Moving now to our updated guidance for 2022. Full year 2022 total revenue is now expected in the range of $1.44 billion to $1.46 billion, representing growth of 26.1% to 27.8% over 2021 total revenue of $1.142 billion. Our 2022 EBITDA is now expected in the range of $302 million to $310 million, representing growth of 35.4% to 39% compared to EBITDA of $223.1 million in 2021. Guidance is based on foreign exchange rates as of September 30th. This guidance assumes a full year 2022 effective tax rate of 16% to 17% and 33.7 million diluted weighted average shares outstanding for 2022. There are no additional share repurchases in our guidance.

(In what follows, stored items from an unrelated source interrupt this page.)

PR #5529, opened 2020-04-30
web: improve dashboard UX when ListAllJobs is disabled

### LINKED ISSUE #5470: web: dashboard: show blank pipeline cards when ListAllJobs is disabled
Given I am running my web node with `--concurrent-request-limit ListAllJobs=0`
When I load the dashboard from this web node
I see pipeline cards but no jobs displayed

pivotal-jamie-klassen:
# Why is this PR needed?

The raw functionality implemented in #5429, especially when you set the concurrency limit on the `ListAllJobs` endpoint to 0, provides pretty terrible UX - the dashboard will simply show the turbulence view all the time!

This change allows you to still see the pipeline cards on the dashboard when that endpoint is disabled, but with no job previews. Since there is a pipeline-scoped `ListJobs` endpoint, we added a 'sync' icon that tells you there is no job data available for each pipeline.

closes #5470.

* show empty placeholder
* show sync icon
* show 'no data' status text

# Contributor Checklist

- [x] Unit tests
- [x] ~Integration tests~
- [x] ~Updated documentation (located at https://github.com/concourse/docs)~ We still don't have a solid section of the docs dedicated to describing the UI -- hopefully the tooltip makes this change self-documenting enough.

# Reviewer Checklist

- [ ] Code reviewed
- [ ] Tests reviewed
- [ ] Release notes reviewed
- [ ] PR acceptance performed


web/elm/src/Dashboard/Models.elm
```diff
@@ -30,7 +31,7 @@ type alias Model =
             , isTeamsRequestFinished : Bool
             , isPipelinesRequestFinished : Bool
             , isResourcesRequestFinished : Bool
-            , isJobsErroring : Bool
+            , jobsError : Maybe FetchError
```
pivotal-jamie-klassen, line 34: It is probably worth making a similar change to the other `is<endpoint>Erroring` fields for consistency.

pivotal-jamie-klassen:
While describing the way the dashboard is rendered to @taylorsilva, I realized I consistently use the word 'Team' to describe what is called a 'Group' in the code - this is unnecessarily confusing. Now is the time to rename `Dashboard.Group` to `Dashboard.Team`.

pivotal-jamie-klassen:
While talking through the feature with @taylorsilva, we uncovered another unforeseen consequence of the design: There is not a clean way to represent having a pipeline that is paused _and_ has not job preview because the ListAllJobs endpoint is disabled. The existing designs suggest that, in this state, we should simply show the "jobs disabled" view. Conceptually, the problem with this is that whether or not the pipeline is paused is not affected by the pipeline's jobs. There's no good reason _not_ to show users that the pipeline is paused in this case.

We will now explore the architectural consequences of a design like this:
paused_with_jobs_disabled

Before we forget, there are similar concerns around interactions between stale data and disabled job previews - what happens if you cached some job data and then the endpoint gets disabled, or if you cache the 501 response. These are minor concerns, but any refactoring in the service of the above use-case could be relevant here.

pivotal-jamie-klassen:
While exploring the paused-and-unpreviewable flow, we discovered a different approach to the earlier refactoring around stale data. This is being pursed on https://github.com/concourse/concourse/pull/new/stale-field-refactor.

web/elm/src/Dashboard/Models.elm
pivotal-jamie-klassen: did it

aoldershaw:
A few minor styling comments:

Screen Shot 2020-05-11 at 1 17 51 PM

1. I think the sync icon is too bright - I think it should be more similar to the other icons when not hovering (which, looking at it more closely, appear to be different shades of grey from each other...)
2. The text doesn't quite appear to be vertically centered with the icon. This may be the case with the other icons as well, but it seems to be particularly noticeable with this one.

web/elm/src/Dashboard/Dashboard.elm
```diff
@@ -254,7 +255,29 @@ handleCallback callback ( model, effects ) =
...
+                    if status.code == httpStatusNotImplemented then
+                        ( { model
+                            | jobsError = Just Disabled
+                            , jobs = Fetched Dict.empty
+                            , pipelines =
+                                model.pipelines
+                                    |> Maybe.map
+                                        (List.map
+                                            (\p ->
+                                                { p | jobsDisabled = True }
```
aoldershaw, line 269: This will clobber any "click to sync" overrides of `jobsDisabled`, which obviously isn't a concern right now, but it reminded me: should we stop hitting the ListAllJobs endpoint after the first 501? These calls aren't expensive on the ATC, but it probably makes sense to stop trying if it's easy, which I think it should be. You have a better sense of the `Dashboard.RequestBuffer` module, but if I'm not mistaken you could modify this line:

https://github.com/concourse/concourse/blob/3ac5db508adb9db262f52857d6d23ea2c92f6c7e/web/elm/src/Dashboard/Dashboard.elm#L154

to something like:

```elm
        (\model -> model.dragState /= NotDragging && model.jobsError /= Just Disabled)
```

web/elm/src/Dashboard/Dashboard.elm
```diff
@@ -848,15 +855,7 @@ welcomeCard session { pipelines } =
...
-            case pipelines of
-                None ->
-                    False
-
-                Cached p ->
-                    List.isEmpty p
-
-                Fetched p ->
-                    List.isEmpty p
+            pipelines |> Maybe.map List.isEmpty |> Maybe.withDefault False
```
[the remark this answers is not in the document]
pivotal-jamie-klassen: haha nice catch. it doesn't matter what you put there because that function actually never gets called when `pipelines` is `Nothing` -- it's dead code! ccdfe5f167b37f37d0bd5ceb0f964a17856de6da

web/elm/src/Dashboard/Filter.elm
```diff
@@ -118,10 +118,10 @@ pipelineFilter pf jobs existingJobs pipeline =
         Status sf ->
             case sf of
                 PipelineStatus ps ->
-                    pipeline |> Pipeline.pipelineStatus False jobsForPipeline |> equal ps
```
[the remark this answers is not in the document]
pivotal-jamie-klassen: it took a few tries to get it right - even though everybody has an informal sense of it, a "pipeline status" is an ugly emergent notion that doesn't appear in any literal form in the core of concourse.

pivotal-jamie-klassen:
@aoldershaw

> 1. I think the sync icon is a bit too bright - it should be more similar to the other icons when not hovering IMO (which, looking at it more closely, appear to be different shades of grey from each other...)

The greys are more consistent in 4a8ab80a1a8d7326b37bf97cb328837f79d6fcdf. You're right that the pause and visibility toggles are different colors - this is because the visibility toggle actually has three states of opacity:

1. hidden and unhovered
1. hidden and hovered = exposed and unhovered
1. exposed and hovered

this has to do with the icon doing double duty as a status indicator and a call to action. This may be a bit clunky, but if we decide it needs to change I'd prefer it have its own focused design discussion.

web/elm/src/Dashboard/Dashboard.elm
```diff
@@ -254,7 +255,29 @@ handleCallback callback ( model, effects ) =
...
+                            , pipelines =
+                                model.pipelines
+                                    |> Maybe.map
+                                        (List.map
+                                            (\p ->
+                                                { p | jobsDisabled = True }
+                                            )
+                                        )
+                          }
+                        , effects ++ [ SaveCachedJobs [] ]
```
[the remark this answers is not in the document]
pivotal-jamie-klassen: It was not intentional! Delete is more like what I wanted -- 1a218b8ae8da733c030b10845305f13e2ab6b994.

web/elm/src/Dashboard/Dashboard.elm
pivotal-jamie-klassen: That feels reasonable. If I don't use that crazy over-engineered thing I made now, what is it even good for? 😝 942f5c74aff07f01dc6bf689be085b83946f9c69

pivotal-jamie-klassen:
@aoldershaw rebased!

aoldershaw:
Hmm, watsjs seems to be consistently failing on "shows pipelines in their correct order": https://ci.concourse-ci.org/teams/contributor/pipelines/prs/jobs/watsjs/builds/8#L5eb9f762:284

pivotal-jamie-klassen:
@aoldershaw See my latest saga of a commit message, which should fix that test.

We forecast 2022 net income in the range of $232 million to $236 million, which includes $3.3 million of interest expense on our outstanding debt. Earnings per diluted share is now expected to be in the range of $6.88 to $7. As Jesse mentioned, we are providing initial 2023 guidance for revenue and EBITDA. For the full year 2023, we expect revenue in the range of $1.68 billion to $1.74 billion and EBITDA to be in the range of $325 million to $350 million. We plan to provide additional detailed full year 2023 guidance on our fourth quarter earnings call in February.

With that, I will turn the call back over to the operator so we can take your questions.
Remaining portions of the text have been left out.